Nous sommes en 2007, pratiquement quatre ans après le début de l’intervention de l’armée américaine. Sorhab, étudiante à l’université de Bagdad, décide sur un coup de tête de suivre Naïm, dont elle est amoureuse, qui vient de lui annoncer son engagement auprès des troupes d’Al-Qaida après le décès de son père. Les familles de Sorhab et Naïm ont déjà été durement touchées. Ils ne sont que la représentation de la souffrance de toutes les familles irakiennes.
Nous sommes en 2007 et Niko Barnes sert dans l’armée des Etats-Unis et participe aux opérations sur le terrain, voit ses compagnons d’armes tomber les uns après les autres, écrit dans ses carnets les pensées qu’il n’a pas le droit de livrer à ses supérieurs et rêve de les publier. Il a déjà participé aux interventions en ex-Yougoslavie. Chacune de ces guerres laisse des traces profondes dans la chair et la psychologie de ce soldat pas comme les autres qui va finir par tuer Naïm, par erreur.
Les chemins de Sorhab, de Naïm et de Niko se croisent et se recroisent jusqu’au dénouement, jusqu’à l’ultime pied de nez qui verra Sorhab mourir et Niko survivre.

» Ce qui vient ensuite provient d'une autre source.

PR #270, opened 2021-08-18
Create rule S5855[javascript]: Regex alternatives should not be redundant

yassin-kammoun-sonarsource:


vilchik-elena (approved):

vilchik-elena:
We decided to not implement this rule as it requires automata

PR #271, opened 2021-08-18
Create rule S5996[javascript]: Regex boundaries should not be used in a way that can never be matched

yassin-kammoun-sonarsource:


vilchik-elena (approved):

vilchik-elena:
We decided to not implement this rule as it requires automata

PR #273, opened 2021-08-19
Create rule S5843[javascript]: Regular expressions should not be too complicated

yassin-kammoun-sonarsource:


rules/S5843/javascript/rule.adoc
```diff
@@ -0,0 +1,55 @@
...
+
+
+The complexity of a regular expression is determined as follows:
+
+
+Each of the following operators increases the complexity by an amount equal to the current nesting level and also increases the current nesting level by one for its arguments:
+
+
+* ``++|++`` - when multiple ``++|++`` operators are used together, the subsequent ones only increase the complexity by 1
+* ``++&&++`` (inside character classes) - when multiple ``++&&++`` operators are used together, the subsequent ones only increase the complexity by 1
```
vilchik-elena, line 11: I don't think such syntax exists in JS

rules/S5843/javascript/rule.adoc
```diff
@@ -0,0 +1,55 @@
...
+* Quantifiers (``++*++``, ``+``, ``++?++``, ``++{n,m}++``, ``++{n,}++`` or ``++{n}++``)
+* Non-capturing groups that set flags (such as ``++(?i:some_pattern)++`` or ``++(?i)some_pattern++``)
```
vilchik-elena, line 13: and this I also didn't find

rules/S5843/javascript/rule.adoc
```diff
@@ -0,0 +1,55 @@
...
+* Lookahead and lookbehind assertions
+
+Additionally, each use of the following features increase the complexity by 1 regardless of nesting:
+
+
+* character classes
+* back references
+
+If a regular expression is split among multiple variables, the complexity is calculated for each variable individually, not for the whole regular expression. If a regular expression is split over multiple lines, each line is treated individually if it is accompanied by a comment, otherwise the regular expression is analyzed as a whole.
```
vilchik-elena, line 22: I would remove `if it is accompanied by a comment, otherwise the regular expression is analyzed as a whole.`. Seems like a lot for trouble for little value

rules/S5843/javascript/rule.adoc
```diff
@@ -0,0 +1,55 @@
...
+    const dateParts[] = dateString.split("[-/.]");
+    int day = parseInt(dateParts[0]);
+    int month = parseInt(dateParts[1]);
+    int year = parseInt(dateParts[2]);
+    // Put logic to validate and process the date based on its integer parts here
+}
+----
+
+
+== Exceptions
```
vilchik-elena, line 49: I would drop this section. I think it duplicates what was said already

vilchik-elena (changes requested):

vilchik-elena (approved):

PR #280, opened 2021-08-23
Create rule S5867[javascript]: Regular expressions using Unicode character classes or property escapes should enable the unicode flag

yassin-kammoun-sonarsource:


rules/S5867/javascript/rule.adoc
```diff
@@ -0,0 +1,21 @@
+When using Unicode classes like `+\p{Alpha}+` without the `+u+` flag or when using hard-coded character classes like `+[a-zA-Z]+`, letters outside of the ASCII range, such as umlauts, accented letters or letter from non-Latin languages, won't be matched. This may cause code to incorrectly handle input containing such letters.
+
+
+To correctly handle non-ASCII input, it is recommended to use Unicode classes like `+\p{Alpha}+` and enable Unicode support by using the `+u+` flag with the regex.
+
+
+== Noncompliant Code Example
+
+----
+/[a-zA-Z]/
```
vilchik-elena, line 10: tbh my idea for this rule was to not report here. I think it's noisy, not everyone needs to match non-latin letters. 
I think we should report only when `\p{}`/`\P{}` syntax is used while `u` flag is not enabled

rules/S5867/metadata.json
```diff
@@ -1,2 +1,29 @@
 {
+  "title": "Unicode-aware versions of character classes should be preferred",
```
vilchik-elena, line 2: then title should be JS-specific

vilchik-elena (changes requested):

rules/S5867/javascript/rule.adoc
```diff
@@ -0,0 +1,21 @@
...
+/\p{Alpha}/
```
vilchik-elena, line 11: Example should show the wrong behaviour

rules/S5867/metadata.json
```diff
@@ -1,2 +1,29 @@
...
+  "type": "CODE_SMELL",
```
vilchik-elena, line 3: I know it's not yet done, but I think we could make it `BUG` for JS

vilchik-elena (approved):

PR #447, opened 2021-10-04
Fix coverage update: the phantom of the old rule_coverage directory

arseniy-sonar:
This is a rebase artefact: forgotten to use the `rspec-tools` directory where the coverage script was moved to.


andrei-epure-sonarsource (approved):
LGTM

PR #448, opened 2021-10-04
Fix the wrongly removed See section in S5753 C#

arseniy-sonar:


arseniy-sonar:
closed in favor of the complete fix in #449

PR #478, opened 2021-10-12
Modify rule S6287: Remove tainted key from samples

hendrik-buchwald-sonarsource:
The specification of the rule changed after the RSPEC was created and I forgot to update the code samples in RSPEC.

For now an issue is only raised if the header is explicitly "Set-Cookie" but not if it is tainted. In the future this should change but for now we will not detect an issue if the key is tainted. Thus, it does not make sense to show it in the code samples.


gyula-sallai-sonarsource:
Looks good to me, thanks!

gyula-sallai-sonarsource (approved):

PR #481, opened 2021-10-13
Create rule S4423[terraform]: Add AWS Elasticsearch Domain

hendrik-buchwald-sonarsource:
Implementation ticket: https://jira.sonarsource.com/browse/SONARIAC-201


rules/S4423/terraform/highlighting.adoc
```diff
@@ -0,0 +1,7 @@
+=== Highlighting
+
+For `aws_elasticsearch_domain`:
+
+* Highlight `tls_security_policy` if it is specified but has the wrong value
+* Highlight `domain_endpoint_options` if it is specified but does not contain `tls_security_policy`
+* Highlight resource if `domain_endpoint_options` is not specified at all
```
loris-s-sonarsource, line 7: I checked, and by default, traffic within the VPC is unencrypted, so ✔️ 
By default, the policy is  Policy-Min-TLS-1-0-2019-07, so ✔️

loris-s-sonarsource: Should we also add this one? :
```suggestion
* Highlight resource if `domain_endpoint_options` is not specified at all
* Highlight resource if `enforce_https ` is set to false
```

loris-s-sonarsource (approved):
Only one question about whether or not we should add another highlight. Else, LGTM.

PR #482, opened 2021-10-13
Create rule S4423[cloudformation]: Add AWS Elasticsearch Domain

hendrik-buchwald-sonarsource:
Implementation ticket: https://jira.sonarsource.com/browse/SONARIAC-202


rules/S4423/cloudformation/highlighting.adoc
```diff
@@ -0,0 +1,7 @@
+=== Highlighting
+
+For `AWS::Elasticsearch::Domain` and `AWS::OpenSearchService::Domain`:
+
+* Highlight `TLSSecurityPolicy` if it is specified but has the wrong value
+* Highlight `DomainEndpointOptions` if it is specified but does not contain `TLSSecurityPolicy`
+* Highlight resource if `DomainEndpointOptions` is not specified at all
```
loris-s-sonarsource, line 7: Same as the terraform one, maybe we should add 
```suggestion
* Highlight resource if `DomainEndpointOptions` is not specified at all
* Highlight resource if `EnforceHTTPS` is set to false
```

hendrik-buchwald-sonarsource: Also a copy from my response :)

It is an issue if `enforce_https` is not enabled but for a different rule. I think it will likely trigger an issue for rule S5332.

I do set it in the code sample here. It is optional, I just think the code sample looks slightly nicer with `domain_name` and `enforce_https`. I choose them because if people use the `aws_elasticsearch_domain` resource they will likely have to define this 2 parameters.

We could also go for a minimal version:

```
resource "aws_elasticsearch_domain" "example" {
  domain_endpoint_options {
    tls_security_policy = "Policy-Min-TLS-1-0-2019-07" # Noncompliant
  }
}
```

loris-s-sonarsource: Ok, no problem :) LGTM then !

PR #557, opened 2021-10-29
Modify rule S5857: Add Python as covered language

nils-werner-sonarsource:


rules/S5857/python/rule.adoc
```diff
@@ -0,0 +1,38 @@
...
+
+r'<.+?>'
+r'".*?"'
+----
+
+
+== Compliant Solution
+
+----
+r'<[^>]++>'
```
guillaume-dequenne-sonarsource, line 16: Python's `re` module doesn't have possessive quantifiers. I believe we should adapt the rule a bit to not recommend using them. The `description.adoc` file also mention possessive quantifiers, which we shouldn't do for Python either.

guillaume-dequenne-sonarsource (changes requested):
I believe we should adapt this rule a bit to avoid recommending possessive quantifiers, which don't exist in Python's `re` module.

guillaume-dequenne-sonarsource (approved):
LGTM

Louise Caron invoque les fantômes d’êtres vivants et d’événements qui n’ont jamais eu l’occasion d’avoir la main sur leurs destins ou sur leur déroulement, subissant sans cesse la volonté de puissances inatteignables, inexorables. Les cendres évoquées par Louise Caron planent au-dessus des ces êtres et de ces événements. Abu Ghraib, Bassora, Bagdad, Saddam Hussein sont autant de lieux et de noms qui parlent à notre (in)conscient collectif, qu’on a entendu à l’envi, que nous avons intégré à notre propre histoire malgré la distance.
Louise Caron dénonce, tout au long des pages de son récit, le rôle aujourd’hui dévoyé de la religion et l’impact qu’elles ont toutes eu sur notre histoire récente, sur notre rapport à l’islam, sur notre façon de penser l’intégration et notre relation aux autres. Elle dénonce ainsi l’instrumentalisation de la religion. Elle dénonce aussi l’impossible compréhension ou réconciliation de deux visions de la vie, l’aveuglement des uns face à l’aveuglement des autres et surtout les conséquences dramatiques sur les populations civiles tant physiquement que moralement.
Cette chronique est un magnifique récit sur la vengeance, sur le destin, sur une certaine forme de fatalité, sur une autre de futilité. Louise Caron livre un récit plein d’humanité dans le sens de nature humaine dans ce qu’elle comporte de parts de lumière et d’ombres, de feux et de cendres.